In a recent landmark privacy case, the Full Federal Court dismissed Facebook’s claim that it is not subject to Australian privacy laws because it does not “carry on a business in Australia”.
The Office of the Australian Information Commissioner (OAIC) commenced proceedings in 2020 against Facebook (now Meta) over the Cambridge Analytica scandal. The OAIC argued that Facebook Inc and Facebook Ireland Limited breached the privacy of over 300,000 Australian Facebook users, contravening the Australian Privacy Act 1988 (Cth) (Privacy Act). OAIC alleged that Facebook contravened section 13G of the Privacy Act by committing acts that were a serious or repeated interference with privacy. It did this by handing over the personal information of users of the ‘This is Your Digital Life’ app, to Cambridge Analytica for voter analysis purposes. Only 53 Australian Facebook users installed the app, however Facebook accessed the personal information of over 310,000 Australians who did not consent to information-sharing.
Therefore, Facebook is bound by Australian privacy laws, and the OAIC is entitled to proceed with their case and serve initiating court documents on Facebook. Australian Information Commissioner Angelene Falk welcomed this decision, stating that the OAIC would ‘continue to move forward with the case and looked forward to the hearing of substantive matters.’
What impact will this case have?
This decision provides helpful guidance on the Privacy Act’s extraterritorial application. It will have a big impact on other large international corporations who currently do not think that they fall under Australia’s jurisdiction.
Facebook had tried to argue to the Full Federal Court that a finding that it was conducting business in Australia would open the floodgates for any international business with a website accessible from Australia. Perram J noted this argument was ‘very much overstated’, however it is true that international organisations may now be caught by Australian privacy laws.

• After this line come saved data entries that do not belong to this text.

PR #598, opened 2025-06-06
feat : setting up harmonic wave

zhikaip:
I'm convinced that the complex representation is crucial for a modern treatment of optics, and it is used in the context of time-harmonic plane waves (which can represent any signal/disturbance via Fourier theory). I think I'll try to define some general properties here (e.g. time-average of real representation vs complex representation) under the `wave` folder before actually moving on to optics.

(should showing equivalent representation between definitions be a theorem or lemma? feels like it's a important "definition" that allows us to go between different representations, but I'll imagine this will come up a lot and much of physics is giving names to mathematical objects depending on context.)


jstoobysmith:
I personally think it should be a lemma  - bit of a matter of taste, and not to say it's not important etc.

You mean complex representations of electric and magnetic field etc? If so I'm happy for this, but think they would be better as different types (i.e. I don't replace the real electric and magnetic field, but connect the two with an API).

zhikaip:
Not the field itself, but just using `e^iwt` for `cos(wt)`. Maybe I'll ask in zulip to clarify what I want and discuss what's the best way to implement this.

PhysLean/ClassicalMechanics/WaveEquation/HarmonicWave.lean
```diff
@@ -0,0 +1,70 @@
...
+    fun t r => a r * Real.cos (ω k * t - g r)
+
+TODO "EGQUA" "Show that the wave equation is invariant under rotations and any direction `s`
+    can be rotated to `EuclideanSpace.single 2 1` if only one wave is concerened."
+
+set_option linter.unusedVariables false in
+/-- Transverse monochromatic time-harmonic plane wave where the direction of propagation
+  is taken to be `EuclideanSpace.single 2 1`. -/
+@[nolint unusedArguments]
+noncomputable def TransverseHarmonicPlaneWave {c : ℝ} {k : Space} {E₀x E₀y ω δx δy : ℝ}
```
jstoobysmith: Lower case for definitions which are not Prop's or Type's so `transverseHarmonicPlaneWave`.

PhysLean/ClassicalMechanics/WaveEquation/HarmonicWave.lean
```diff
@@ -0,0 +1,70 @@
...
+    {Ex Ey : Time → Space → ℝ} (hk : k = EuclideanSpace.single 2 (ω/c))
+    (hx : Ex = harmonicWave (fun _ => E₀x) (fun _ => ω) (fun r => inner ℝ k r - δx) k)
```
jstoobysmith: Instead of these equality hypothesis, I think it would be better to have e.g. 

`let Ex := harmonicWave (fun _ => E₀x) (fun _ => ω) (fun r => inner ℝ k r - δx) k`

after the `Time → Space → EuclideanSpace ℝ (Fin 3) :=`

PhysLean/ClassicalMechanics/WaveEquation/HarmonicWave.lean
```diff
@@ -0,0 +1,70 @@
...
+
+Note TODO `EGQUA` may require considerable effort to be made rigorous and may heavily depend on
+the status of Fourier theory in Mathlib.
+
+-/
+
+namespace ClassicalMechanics
+
+/-- General form of time-harmonic wave in terms of angular frequency `ω` and wave vector `k`. -/
+noncomputable def harmonicWave (a ω g: Space → ℝ) (k : Space) :
```
jstoobysmith: Should `k` really be a point in `Space` here? Maybe `ℝ` is better.

PhysLean/ClassicalMechanics/WaveEquation/HarmonicWave.lean
```diff
@@ -0,0 +1,70 @@
...
+noncomputable def TransverseHarmonicPlaneWave {c : ℝ} {k : Space} {E₀x E₀y ω δx δy : ℝ}
+    {Ex Ey : Time → Space → ℝ} (hk : k = EuclideanSpace.single 2 (ω/c))
+    (hx : Ex = harmonicWave (fun _ => E₀x) (fun _ => ω) (fun r => inner ℝ k r - δx) k)
+    (hy : Ey = harmonicWave (fun _ => E₀y) (fun _ => ω) (fun r => inner ℝ k r - δy) k) :
+    Time → Space → EuclideanSpace ℝ (Fin 3) :=
+    fun t x => Ex t x • EuclideanSpace.single 0 1 + Ey t x • EuclideanSpace.single 1 1
+
+/-- The transverse harmonic planewave representation is equivalent to the general planewave
+  expression with `c = ω/k`. -/
+theorem TransverseHarmonicPlaneWaveisPlaneWave {c : ℝ} {k : Space} {E₀x E₀y ω δx δy : ℝ}
```
jstoobysmith: something like `transverseHarmonicPlaneWave_eq_planeWave`?

PhysLean/ClassicalMechanics/WaveEquation/HarmonicWave.lean
zhikaip: `k` is really `‖k‖ • s` where `s` is the direction. The wave vector does see use very often, I take your point that `k` isn't really a point, should I change all the `s` in previous wave-related definitions to `EuclideanSpace ℝ (Fin 3)`?

jstoobysmith: Maybe we could define an abbreviation?

```
abrev WaveVector (d : Nat := 3) := EuclideanSpace ℝ (Fin d)
```

jstoobysmith: Then `ω` should be a function from `WaveVector → ℝ`

zhikaip: what about `s` then? it is defined as `Space` in the other definitions, but calling it `WaveVector` also seems weird, should it just be `EuclideanSpace ℝ (Fin 3)`?

Or maybe `direction` should be a `structure` with `direction.s : EuclideanSpace ℝ (Fin 3)` and `direction.norm := norm s = 1`?

jstoobysmith: Yeah, `Direction` as a structure seems like a good suggestion. Maybe this could go in the `Space` directory in it's own file with an API around it? Then have functions `Space.toDirection` and `WaveVector.toDirection` etc. I think this makes sense, since `s` is dimensionless, right?

jstoobysmith:
> Not the field itself, but just using `e^iwt` for `cos(wt)`. Maybe I'll ask in zulip to clarify what I want and discuss what's the best way to implement this.

Please also post on Zuilp, but this is related to these `Phasor`s you mentioned right? Seems like a nice implementation would then be to define in a new file `.../Phasor.lean` the type `Phasor` and API relating it to waves etc.

PhysLean/ClassicalMechanics/WaveEquation/HarmonicWave.lean
zhikaip: I defined `Direction` in `Space.Basic` and had a go at refactoring the wave code I previously did, please check if those make sense.

zhikaip:
I removed the complex representation in this file for now, and I'll ask about the implementation in zulip tomorrow.

PhysLean/ClassicalMechanics/WaveEquation/HarmonicWave.lean
```diff
@@ -0,0 +1,81 @@
...
+theorem _root_.WithLp.equiv_eq_zero_iff {p V} [AddCommGroup V] {v : WithLp p V} :
+    WithLp.equiv p V v = 0 ↔ v = 0 := Iff.rfl
+
+@[simp]
+theorem _root_.EuclideanSpace.single_eq_zero_iff {ι 𝕜} [RCLike 𝕜] [DecidableEq ι] {i : ι} {x : 𝕜} :
+    EuclideanSpace.single i x = 0 ↔ x = 0 := Pi.single_eq_zero_iff
+
+/-- The transverse harmonic planewave representation is equivalent to the general planewave
+  expression with `c = ω/‖k‖`. -/
+lemma transverseHarmonicPlaneWave_eq_PlaneWave {c : ℝ} {k : WaveVector} {E₀x E₀y ω δx δy : ℝ}
```
jstoobysmith: Just lower-case `p` for the last `PlaneWave` here, and then everything else (except what the linter pulls up) looks fine to me :). Many thanks for this, and for adding the Direction type.

(Also, you may have noticed that the review process has slightly changed - this is just to make it more in line with other projects).

jstoobysmith (approved):
Approved - thanks.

It is not difficult to demonstrate that an organisation that uses digital activities is ‘carrying on’ business in Australia, especially as the installation of cookies on Australian devices meets the threshold of doing business in Australia. Therefore, international businesses should consider whether they are complying with Australian privacy laws, even when they do not have a physical presence in Australia or do not directly engage with or sell goods or services to individuals located in Australia.